The IEEE Std. 1364.1(E):2002 (IEC 624142(E):2005), the Verilog register transfer level synthesis standard, states in Sec. 5.1 that an always block without any posedge/negedge events in the sensitivity list is combinational logic. I.e. the signals in the event list are ignored and the block is synthesized as if an implicit expression list (#(*), #*) was used. The following example is given in the standard ("Example 4" on page 14):
always # (in)
if (ena)
out = in;
else
out = 1’b1;
// Supported, but simulation mismatch might occur.
// To assure the simulation will match the synthesized logic, add ena
// to the event list so the event list reads: always # (in or ena)
(the comment is also copied from the standard document)
I.e. for a synthesis tool your second block is effectively:
always #*
begin
case(CLK)
1'b1:
state <= next_state;
1'b0:
state <= state;
end
which is just a multiplexer with CLK as select input, next_state as active-1 input and the output (state) fed back as active-0 input. A smart synthesis tool might detect that this is identical to a d-type latch with CLK as enable-input and create a d-type latch instead of a combinational loop. Note that the synthesis tool is not required to detect this latch because the code explicitly assigns state in all branches (compare Sec. 5.3. of the standard).
Either way this is different from the d-type flip-flop your first code example would synthesize to. This is one of many cases where Verilog-code has different meaning in simulation and synthesis. Therefore it is important to (1) write synthesizeable Verilog code in a way that avoids this cases and (2) always run post-synthesis simulations of your design (even if you are also using formal verification!) to make sure you have successfully avoided this pitfalls.
Functionally, those two circuits describe the same behavior in verilog, so I think there should be no difference.
However you should generally use the first style, as that is the one that is standard for writing synthesizable code, and most understandable by anyone else reading your code. The latter style, while describing the correct behavior, may confuse some synthesizers that don't expect to see clocks that are both sensitive to positive and negative edge.
The two blocks are VERY different.
The top one gives you a flip-flop while the bottom one gives you a latch with a multiplexer with the CLK as the select signal.

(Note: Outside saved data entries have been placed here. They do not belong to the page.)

PR #373, opened 2016-03-29
(maint) Remove move() when returning unique_ptr

parisiale:
Removing the std::move() call when returning the PIDFile unique_ptr from
the daemonize() function, to avoid clang error during compilation
(clang-703.0.29 seems to be more restrictive). Note that unique_ptr only
supports move assignments, so the std::move() call was redundant.


mruzicka:
LGTM

PR #374, opened 2016-03-29
(maint) Add name prefix for ThreadContainer unit tests

parisiale:
Adding a prefix for the names of threads created for ThreadContainer, to
avoid errors due to duplicate names.


mruzicka:
makes sense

The critical difference between the two blocks is that the top one is a synchronous block i.e. the posedge clk part while the bottom one is asynchronous with the CLK level, not edge.
A verilog simulator could do left-hand sampling of CLK, effectively making the the case(CLK) version the same as a negedge CLK flop. Otherwise the simulator will treat it like a posedge CLK flop. It really depends how it is handled in the scheduler of specific simulator (or how a particular synthesizer will process it).
The most common codding styles all use the first condition. It is explicitly clear to the synthesizer and anyone reading the code that state is intended to be a flip-flop with a positive edge clocking trigger.
There is also a simulation performance differences. The posedge CLK performances 2 CPU operations every clock period, while the case(CLK) will perform 6 CPU operations every clock period. Granted in this example the differences is insignificance, but in large designs the poor coding used everywhere will add up to hours of simulation time wasted.